━━ Provided records ━━

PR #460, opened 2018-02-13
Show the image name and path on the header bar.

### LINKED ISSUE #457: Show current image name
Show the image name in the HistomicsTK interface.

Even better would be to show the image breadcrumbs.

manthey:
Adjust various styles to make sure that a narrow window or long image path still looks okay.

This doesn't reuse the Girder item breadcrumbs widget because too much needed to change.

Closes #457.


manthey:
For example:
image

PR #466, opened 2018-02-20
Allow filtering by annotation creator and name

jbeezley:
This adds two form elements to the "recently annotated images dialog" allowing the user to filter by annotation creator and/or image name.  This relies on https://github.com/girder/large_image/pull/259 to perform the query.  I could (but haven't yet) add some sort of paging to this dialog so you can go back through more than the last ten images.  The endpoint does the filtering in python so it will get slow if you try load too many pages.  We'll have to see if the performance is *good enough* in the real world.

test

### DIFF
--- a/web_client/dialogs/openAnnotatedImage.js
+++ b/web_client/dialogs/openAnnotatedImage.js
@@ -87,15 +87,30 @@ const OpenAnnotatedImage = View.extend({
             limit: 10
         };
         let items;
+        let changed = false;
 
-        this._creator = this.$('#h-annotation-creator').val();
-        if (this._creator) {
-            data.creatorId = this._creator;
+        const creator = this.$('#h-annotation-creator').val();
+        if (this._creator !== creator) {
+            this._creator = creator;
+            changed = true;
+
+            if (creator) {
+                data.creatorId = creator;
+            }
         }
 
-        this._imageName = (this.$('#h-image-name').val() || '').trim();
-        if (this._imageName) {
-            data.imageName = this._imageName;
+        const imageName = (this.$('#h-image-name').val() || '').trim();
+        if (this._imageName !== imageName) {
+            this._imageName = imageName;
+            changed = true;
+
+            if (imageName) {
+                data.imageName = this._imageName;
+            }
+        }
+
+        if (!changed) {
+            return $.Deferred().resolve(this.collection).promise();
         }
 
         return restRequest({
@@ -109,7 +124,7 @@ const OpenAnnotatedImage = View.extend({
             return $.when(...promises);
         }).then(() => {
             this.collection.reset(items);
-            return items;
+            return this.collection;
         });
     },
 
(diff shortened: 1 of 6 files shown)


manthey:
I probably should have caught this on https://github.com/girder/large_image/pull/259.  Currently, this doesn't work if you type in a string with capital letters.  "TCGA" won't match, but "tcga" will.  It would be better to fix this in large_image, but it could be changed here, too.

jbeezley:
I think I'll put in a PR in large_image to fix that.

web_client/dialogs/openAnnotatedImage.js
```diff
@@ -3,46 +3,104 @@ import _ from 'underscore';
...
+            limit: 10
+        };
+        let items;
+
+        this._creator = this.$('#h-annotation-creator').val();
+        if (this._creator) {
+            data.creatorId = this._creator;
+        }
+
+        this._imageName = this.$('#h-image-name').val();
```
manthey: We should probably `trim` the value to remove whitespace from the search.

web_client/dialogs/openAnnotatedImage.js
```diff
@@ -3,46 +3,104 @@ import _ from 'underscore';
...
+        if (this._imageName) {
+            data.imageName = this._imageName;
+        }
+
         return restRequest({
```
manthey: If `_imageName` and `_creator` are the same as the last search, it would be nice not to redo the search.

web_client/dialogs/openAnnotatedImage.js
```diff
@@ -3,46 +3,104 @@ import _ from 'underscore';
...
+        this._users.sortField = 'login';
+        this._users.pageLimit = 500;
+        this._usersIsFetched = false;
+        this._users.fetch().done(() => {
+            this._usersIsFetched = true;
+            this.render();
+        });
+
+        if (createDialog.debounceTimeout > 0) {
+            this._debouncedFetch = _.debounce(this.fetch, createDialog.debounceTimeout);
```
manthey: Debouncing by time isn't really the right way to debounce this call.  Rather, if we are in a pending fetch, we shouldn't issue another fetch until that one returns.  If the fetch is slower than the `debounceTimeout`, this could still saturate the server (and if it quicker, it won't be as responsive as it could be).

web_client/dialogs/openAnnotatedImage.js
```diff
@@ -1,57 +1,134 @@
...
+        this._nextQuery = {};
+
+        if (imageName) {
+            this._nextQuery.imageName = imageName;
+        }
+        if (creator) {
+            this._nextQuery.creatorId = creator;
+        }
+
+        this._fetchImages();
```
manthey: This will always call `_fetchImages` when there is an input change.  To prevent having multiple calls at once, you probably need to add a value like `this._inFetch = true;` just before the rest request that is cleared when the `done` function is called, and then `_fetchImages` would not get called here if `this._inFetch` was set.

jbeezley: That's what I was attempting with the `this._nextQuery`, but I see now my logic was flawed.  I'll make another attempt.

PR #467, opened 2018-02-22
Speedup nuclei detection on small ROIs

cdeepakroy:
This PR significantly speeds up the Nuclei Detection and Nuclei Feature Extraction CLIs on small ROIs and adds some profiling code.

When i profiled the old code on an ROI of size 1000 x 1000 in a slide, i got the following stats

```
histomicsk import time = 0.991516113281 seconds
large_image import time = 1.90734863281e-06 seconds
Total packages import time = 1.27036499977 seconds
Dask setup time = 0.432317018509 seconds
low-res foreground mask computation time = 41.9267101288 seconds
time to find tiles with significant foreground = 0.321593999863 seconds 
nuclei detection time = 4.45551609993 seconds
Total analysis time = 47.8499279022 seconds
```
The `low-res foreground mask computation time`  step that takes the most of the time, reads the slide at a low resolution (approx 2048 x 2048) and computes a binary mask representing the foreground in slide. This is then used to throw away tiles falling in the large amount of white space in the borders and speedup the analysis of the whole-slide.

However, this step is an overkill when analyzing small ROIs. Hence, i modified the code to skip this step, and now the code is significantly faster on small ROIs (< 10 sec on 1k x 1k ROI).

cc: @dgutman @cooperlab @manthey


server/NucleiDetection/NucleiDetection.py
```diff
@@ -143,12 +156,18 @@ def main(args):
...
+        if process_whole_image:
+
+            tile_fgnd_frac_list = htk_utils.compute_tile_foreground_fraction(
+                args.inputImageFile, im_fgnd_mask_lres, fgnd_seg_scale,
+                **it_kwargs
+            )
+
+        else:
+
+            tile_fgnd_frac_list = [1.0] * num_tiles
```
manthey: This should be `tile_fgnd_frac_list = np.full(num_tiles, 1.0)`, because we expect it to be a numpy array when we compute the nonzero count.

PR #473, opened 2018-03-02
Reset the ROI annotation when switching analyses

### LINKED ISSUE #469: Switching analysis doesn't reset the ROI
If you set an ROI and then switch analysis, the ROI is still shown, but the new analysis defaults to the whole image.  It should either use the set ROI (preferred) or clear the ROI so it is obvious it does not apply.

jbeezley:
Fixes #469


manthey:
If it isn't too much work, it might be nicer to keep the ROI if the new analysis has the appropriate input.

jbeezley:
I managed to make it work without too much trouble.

━━━

== Action item ==
Among the entries above, find every line holding "data" and copy it.

== Answer for this exercise ==
-            data.creatorId = this._creator;
+                data.creatorId = creator;
-            data.imageName = this._imageName;
+                data.imageName = this._imageName;
+            data.creatorId = this._creator;
+            data.imageName = this._imageName;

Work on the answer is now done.